The Wolves Of Winter by Tyrell Johnson

 

Adult Dystopia / Post-Apocalyptic Fiction



Forget the old days. Forget summer. Forget warmth. Forget anything that doesn’t help you survive.

Lynn McBride has learned much since society collapsed in the face of nuclear war and the relentless spread of disease. As memories of her old life haunt her, she has been forced to forge ahead in the snow-covered Canadian Yukon, learning how to hunt and trap to survive.

But her fragile existence is about to be shattered. Shadows of the world before have found her tiny community—most prominently in the enigmatic figure of Jax, who sets in motion a chain of events that will force Lynn to fulfill a destiny she never imagined.

 

Why I’m excited to read it: I can’t resist post-apocalyptic fiction! This one is set in a cold, remote location. There’s a mysterious dude. Of course I have to find out what’s going on. It’s gotten really good reviews on Goodreads, too. Lots of 4 and 5 star ratings. I’m interested to see if I love it as much as everybody else does.

Buy it on Amazon

Buy it on Book Depository

 

 

 

 

 

 

Children Of The Cave by Virve Sammalkorpi

 

Adult Historical Science Fiction



1819. Iax Agolasky, a young assistant to a notable French explorer, sets off on a journey to the Russian wilderness. They soon discover a group of creatures living in a cave: children with animal traits. But are they animals, or are they human? Faced with questions of faith, science and the fundamentals of truth, tensions rise in the camp. Soon the children’s safety becomes threatened and Agolasky needs to act.

 

Why I’m excited to read it: One of my goals for 2020 was to read more translated fiction. That didn’t happen, so I’m going to try again in 2021. The plot of this Finnish novel sounds promising. I’m curious about the feral children.
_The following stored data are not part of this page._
PR #454, opened 2017-04-14
Tweak SplitPascalCase to handle UC sequences better

asherber:
I noticed that for property names like `URI`, `SplitPascalCase()` inserts lots of spaces: `U R I`. Changing the function to use a regex lets it be a little smarter about character groupings. Any of the following will be recognized as a group:
1. BOL followed by group of non-UC chars
1. UC char followed by group of non-UC chars 
1. One or more UC chars with lookahead UC char
1. One or more UC chars with lookahead EOL

I added some test cases to the relevant unit test to confirm that this works as expected.

### DIFF
--- a/src/FluentValidation.Tests/ExtensionTester.cs
+++ b/src/FluentValidation.Tests/ExtensionTester.cs
@@ -42,11 +42,16 @@ namespace FluentValidation.Tests {
 		public void Should_split_pascal_cased_member_name() {
 			var cases = new Dictionary<string, string> {
 				            {"DateOfBirth", "Date Of Birth"},
-				            {"DATEOFBIRTH", "D A T E O F B I R T H"},
+				            {"DATEOFBIRTH", "DATEOFBIRTH"},
 				            {"dateOfBirth", "date Of Birth"},
 				            {"dateofbirth", "dateofbirth"},
 							{"Date_Of_Birth", "Date_ Of_ Birth"},
-							{"Name2", "Name2"}
+							{"Name2", "Name2"},
+							{"ProductID", "Product ID"},
+							{"MyTVRemote", "My TV Remote"},
+							{"TVRemote", "TV Remote"},
+							{"XCopy", "X Copy"},
+							{"ThisXCopy", "This X Copy"},
 						};
 
 			foreach (var @case in cases) {
--- a/src/FluentValidation/Internal/Extensions.cs
+++ b/src/FluentValidation/Internal/Extensions.cs
@@ -23,6 +23,8 @@ namespace FluentValidation.Internal {
 	using System.Reflection;
 	using System.Text;
 	using System.Threading.Tasks;
+	using System.Text.RegularExpressions;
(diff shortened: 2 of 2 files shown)


JeremySkinner:
So this did actually used to be a regax but was changed for performance reasons.

JeremySkinner:
Sorry didn't mean to close this. 

I'll take a look at the performance implications of switching back to a regex again.

asherber:
I can also look at a version that walks through the string, like yours does. Looking ahead more than one character is easier in a regex, but I'll see what I can do.

JeremySkinner:
To be honest I'd be fine with going back to a regex but just need to do a few tests

asherber:
If you want to avoid the regex, I think the following does the trick:
```csharp
public static string SplitPascalCase(this string input)
{
    if (string.IsNullOrEmpty(input))
        return input;
    
    var retVal = new StringBuilder(input.Length + 5);

    for (int i = 0; i < input.Length; ++i)
    {
        var currentChar = input[i];
        if (char.IsUpper(currentChar))        
        {            
            if ((i > 1 && !char.IsUpper(input[i-1])) 
                    || (i + 1 < input.Length && !char.IsUpper(input[i+1])))
                retVal.Append(' ');
        }
        
        retVal.Append(currentChar);
    }

    return retVal.ToString().Trim();
}
```
IOW, if we get a UC and the _previous_ char was not UC, or if we get a UC and the _next_ char is not UC, put a space before it.

asherber:
And whoops ... I forgot to add two `using` directives in my original commit, because I'm working on two machines at once. Updated my branch to include them.

asherber:
It does look like the non-regex version is faster by a factor of 4 or 5, but I'm not sure how significant this is. I ran each function over 10,000 random 25-char strings; the regex version completed in about 95ms (over several runs), and the non-regex took 21ms. If I made the string only 15 chars, the regex version took about 63ms, and the non-regex took about 15ms.

In either case, we're looking at negligible differences for a more real-world use case of (e.g.) 100 15-char strings – 1ms or less for both methods. If you like the non-regex version better, I'll update my branch.

JeremySkinner:
Thanks. How much of a difference does it make if you use RegexOptions.Compiled?

asherber:
10,000x25 is about 78ms, 10,000x15 is about 54, so slightly quicker. Interestingly, 100x15 goes up a bit, to 2 ms. I guess the overhead of compiling the regex overwhelms the small run time. In a long-running app, though, you'd only take that hit once.

JeremySkinner:
Ok let's go with the non regex version for now. No need to update the pull request, I can just copy it in (I'm working in a different branch for the 7.0 release anyway)

asherber:
Okay, thanks!

asherber:
(You might want also the extra test cases I added.)

JeremySkinner:
Thanks, I've included those tests too. Changes are in the netstandard-migration branch and will be part of 7.0. Thanks again!

PR #455, opened 2017-04-14
Fix how the validator is resolved for classes that look like a collection

haefele:
In my case, I have a custom subclass of JObject, lets call it *Dog*, and a validator for it *DogValidator*.
But it would identify *Dog* as a collection (because JObject implements ICollection), and thus search for a validator for JToken.


JeremySkinner:
Thanks - I've merged this in.

PR #241, opened 2016-11-21
Update README.md

jessesquires:
Per comments in #1. 

Enough people asking about this to add it here.


david6p2:
Thanks for the update @jessesquires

And, it’s a very short book. I have no excuse for procrastinating it.

Buy it on Amazon

Buy it on Book Depository

 

 

 

 

 

 

Surviving The Extremes: What Happens To The Body And Mind At The Limits Of Human Endurance by Kenneth Kamler, M.D.

 

Adult Wilderness Survival Nonfiction



A true-life scientific thriller no reader will forget, Surviving the Extremes takes us to the farthest reaches of the earth as well as into the uncharted territory within the human body, spirit, and brain. A vice president of the legendary Explorers Club, as well as surgeon, explorer, and masterful storyteller, Dr. Kenneth Kamler has spent years discovering what happens to the human body in extreme environmental conditions. Divided into six sections—jungle, high seas, desert, underwater, high altitude, and outer space—this book uses firsthand testimony and documented accounts to investigate the science of what a body goes through and explains why people survive—and why they sometimes don’t.

 

Why I’m excited to read it: I want to know more about wilderness survival. This book was a Christmas gift last year. (Thanks Lauren @ Shooting Stars Magazine.) It’s been sitting on my shelf for a year. It’s past time to read it. Whenever I look up lists of must-read survival books, I find this one. I hope it lives up to the hype. And I hope I learn something that will help me survive my wilderness encounters.

Buy it on Amazon

Buy it on Book Depository

 

 

 

 

 

 

Flying Lessons & Other Stories by Ellen Oh (Editor)

 

Young Adult Short Stories



Whether it is basketball dreams, family fiascoes, first crushes, or new neighborhoods, this bold anthology—written by the best children’s authors—celebrates the uniqueness and universality in all of us.

 

Why I’m excited to read it: It’s been a while since I read a really good short story collection. A few of my teacher friends recommended this one. They said their students enjoyed it. The collection has stories by a bunch of well-respected children’s book authors, so I have high hopes. Goodreads calls it “as humorous as it is heartfelt.” I guess I’m going to find out.

 

Buy it on Amazon

Buy it on Book Depository

 

 

 

 

 

 

Stella By Starlight by Sharon M. Draper

 

Middlegrade Historical Fiction



Stella lives in the segregated South; in Bumblebee, North Carolina, to be exact about it. Some stores she can go into. Some stores she can't. Some folks are right pleasant. Others are a lot less so. To Stella, it sort of evens out, and heck, the Klan hasn't bothered them for years. But one late night, later than she should ever be up, much less wandering around outside, Stella and her little brother see something they're never supposed to see, something that is the first flicker of change to come, unwelcome change by any stretch of the imagination. As Stella's community—her world—is upended, she decides to fight fire with fire. And she learns that ashes don't necessarily signify an end.

 

Why I’m excited to read it: The cover. That’s the whole reason I clicked on the book and read the synopsis. Then I bought the book because of the mysterious plot summary. What’s happening in this town? (I think I can guess based on the cover, but I’m still interested to learn more.) It has good reviews from bloggers I follow and has been recommended for fans of The War That Saved My Life and Echo. I liked both those books very much.

 

Buy it on Amazon

Buy it on Book Depository

 

 

 

 

 

 

Ada Blackjack: A True Story Of Survival In The Arctic by Jennifer Niven

 

Adult Biography



In September 1921, four young men and Ada Blackjack, a diminutive 25-year-old Eskimo woman, ventured deep into the Arctic in a secret attempt to colonize desolate Wrangel Island for Great Britain. Two years later, Ada Blackjack emerged as the sole survivor of this ambitious polar expedition. This young, unskilled woman—who had headed to the Arctic in search of money and a husband—conquered the seemingly unconquerable north and survived all alone after her male companions had perished.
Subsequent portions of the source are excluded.